# How do I prevent berries from sinking in the muffin?



## Shaheen (Jun 5, 2006)

I got a couple of bags of dried cranberries. I intend to make cranberry muffins. I want to know how I can prevent them from sinking to the bottom of the tin. I read in Martha Stewart's book that they should be covered with flour before folding them into the batter. Is that the only way? I really don't want to waste the cranberries because I don't get them here. Thanks


----------



## Andy M. (Jun 5, 2006)

SO makes them all the time and they don't sink.  Coating them in flour is supposed to work.  Give it a try.


----------



## GB (Jun 5, 2006)

I seem to also remember hearing something about making sure they are room temp and not cold too.
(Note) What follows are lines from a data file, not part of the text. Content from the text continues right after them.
PR #2901, opened 2021-01-02
Prepare test code to be run in ES2015+ environments

marvinhagemeister:
Today I played around a bit with running our test suite in native ES2015+ environments. That is to say that I skipped the transpilation step to ES5. By doing so I noticed that the prototype of a native class is not iterable. So calling `Object.keys(MyClass.prototype)` will always return an empty array. This breaks some of our tests.

Since we don't iterate over prototypes that often I just inlined our helper functions.


andrewiggins (approved):

andrewiggins:
Oooo running our tests using modern syntax would be really nice

PR #2903, opened 2021-01-03
Fix bug when rerendering a suspended hydration node

andrewiggins:
Added a test where a suspended hydration node is rerendered but still suspends which revealed a bug. This PR fixes it and adds some more tests. This completes the TODOs at the bottom of this test file


marvinhagemeister (approved):
Love those tests :raised_hands: :100:

Issue #2897, opened 2021-01-01
createPortal throws for 10.5.8 in dev mode


commenthol:
### Reproduction

demo: [preact-createportal-demo](https://github.com/pmwcs/preact-createportal-issue)

### Steps to reproduce

Run demo in dev mode `npm run dev`.

### Actual Behavior

If using `createPortal()` in preact@10.5.8 using dev mode `npm run dev` then following exception is thrown on rendering.

```
debug.js?c91e:105 Uncaught (in promise) Error: Expected a valid HTML node as a second argument to render.	Received [object Object] instead: render(<T />, [object Object]);
    at Object.preact__WEBPACK_IMPORTED_MODULE_0__.options.__ (debug.js?c91e:105)
    at O (render.js?50ff:17)
    at d.W [as constructor] (portals.js?463e:41)
    at d.M [as render] (index.js?c988:505)
    at $ (index.js?c988:168)
    at m (children.js?b0ec:147)
    at $ (index.js?c988:168)
    at eval (component.js?dcb2:221)
    at Array.some (<anonymous>)
    at g (component.js?dcb2:216)
```

preact@10.5.7 does not show this behavior.

After bundling with `npm run build` the demo runs without problems while serving with `npm run serve`.

### Expected Behavior

No Error if using `createPortal` in dev mode.

PR #2904, opened 2021-01-03
add nodeType to the render element stub

JoviDeCroock:
Fixes https://github.com/preactjs/preact/issues/2897


marvinhagemeister (approved):
Good catch! :+1:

I could be wrong though.


----------



## marmar (Jun 5, 2006)

A similar, but alternative method, would be to mix the cranberries into the dry ingredients before you mix together the wet and dry ingredients.
But just be careful not to overmix the wet/dry ingredients, or you'll get dense muffins. It's easier to overmix when you have the cranberries in earlier.


----------



## Ishbel (Jun 5, 2006)

I always toss any fruit for cakes (Dundee, for instance) in cornflour (? cornstarch) and shake off any excess. I don't have any problem with the fruits sinking to the bottom of cakes.


----------



## fawn (Jun 7, 2006)

I tried the trick of  coating the fruit w/ some of the dry ingredients , but after they're baked, i can see the white coating on the fruit, particularly raisins, is it just me or does it happen to you?


----------



## Ishbel (Jun 8, 2006)

I always make sure that any excess cornflour is shaken off the fruit before adding to the cake mix.


----------



## Constance (Jun 8, 2006)

I always soak my raisons in hot water, then drain them before adding to cakes or muffins to prevent them from sinking to the bottom. (a trick I learned from MIL#2) I don't see why that wouldn't work with your cranberries also.


----------



## philso (Sep 29, 2006)

i use the dried cranberries for muffins all the time.  they won't sink, at least not in a muffin batter of normal consistency.  if the batter is rather thin, you may need to use the flouring trick, but i doubt that it's necessary at all.

pecans go well with cranberries, as does substituting orange juice for the milk.


----------